Cały ten dzień wypełniony był modlitwą. Po transmisji o godz. 15.00 częstochowianie uczestniczyli w Drodze Krzyżowej. Modlitwa różańcowa za duszę Ojca Świętego Jana Pawła II poprzedziła też Mszę św. o godz. 18.30, która na Jasnej Górze zawsze była sprawowana w intencji Papieża. Wśród rzeszy uczestniczących w Liturgii obecni byli m.in. kapłani, alumni częstochowskiego Wyższego Seminarium Duchownego, Niższego Seminarium, wspólnoty zakonne,
Rycerze Jasnogórskiej Bogurodzicy. Mszy św. przewodniczył bp Antoni Długosz. W wygłoszonej homilii Ksiądz Biskup dokonał syntezy pontyfikatu Jana Pawła II. Podkreślił bardzo ważny aspekt, jakim była Jego maryjność: „Słowa: «Cały Twój, Maryjo!» Ojciec Święty realizował przez całe życie. W tych słowach Papież podejmuje testament Jezusa z krzyża. Matka Jezusa jest naszą Matką. (...) Ojciec Święty podkreślał, że nie byłoby Papieża Polaka, gdyby nie było Sanktuarium na Jasnej Górze. To zachęta dla każdego z nas. Jan Paweł II wskazał nam, abyśmy i my uczynili Matkę Bożą towarzyszką naszego życia”. Ksiądz Biskup zachęcał, aby zebranym towarzyszyły na co dzień słowa: „Kocham Kościół, który jest drogą zbawienia, i kocham Ojca Świętego (…)”. Liturgię zakończył Apel Jasnogórski Wierni długo jeszcze przebywali w sanktuarium na modlitwie, składali ostatnie wpisy do księgi kondolencyjnej, zapalali świece przy pomniku Ojca Świętego - po prostu byli z Ojcem.

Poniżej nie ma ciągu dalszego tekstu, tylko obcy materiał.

PR #17807, opened 2026-02-01
Create FOSS stub for ElevationChart

JakeDot:
This PR enables FOSS builds by providing a stub implementation of ElevationChart that doesn't depend on MPAndroidChart library.

## Problem
The `ElevationChart` class depends on the MPAndroidChart library (`com.github.mikephil.charting`), which is not available in FOSS (F-Droid) builds. This causes compilation failures when building the FOSS variant.

## Solution
- **Moved to nofoss variant**: Relocated the full `ElevationChart.java` implementation from `main/src/main/` to `main/src/nofoss/`
  - The nofoss variant includes Google Play Services and other non-FOSS dependencies
- **Created FOSS stub**: Added a minimal stub implementation in `main/src/foss/` with the same API surface but no-op methods
  - All methods are empty stubs that do nothing
  - Maintains API compatibility so calling code doesn't need changes

## Impact
- ✅ FOSS builds can now compile successfully
- ✅ No functionality loss for non-FOSS builds (they still get the full implementation)
- ✅ No code changes needed in `UnifiedMapActivity` or other consumers
- ⚠️ FOSS builds will not have elevation chart functionality (expected trade-off)

## Files Changed
- **Moved**: `main/src/main/.../ElevationChart.java` → `main/src/nofoss/.../ElevationChart.java`
- **Created**: `main/src/foss/.../ElevationChart.java` (stub)

## Testing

Niech trwa nieustanne dziękczynienie za to, że dane nam było żyć w czasach Jana Pawła II, który przemieniał oblicze tego świata miłością i nadzieją. Całe jego dziedzictwo niech stanie się wielkim wyzwaniem i zobowiązaniem dla nas, Polaków. Prośmy Boga przez orędownictwo Jasnogórskiej Matki i Królowej Kościoła świętego, a także przez pośrednictwo naszego Ojca Świętego, o światło Ducha Świętego dla Kolegium Kardynałów na czas konklawe - o dobry wybór nowego papieża.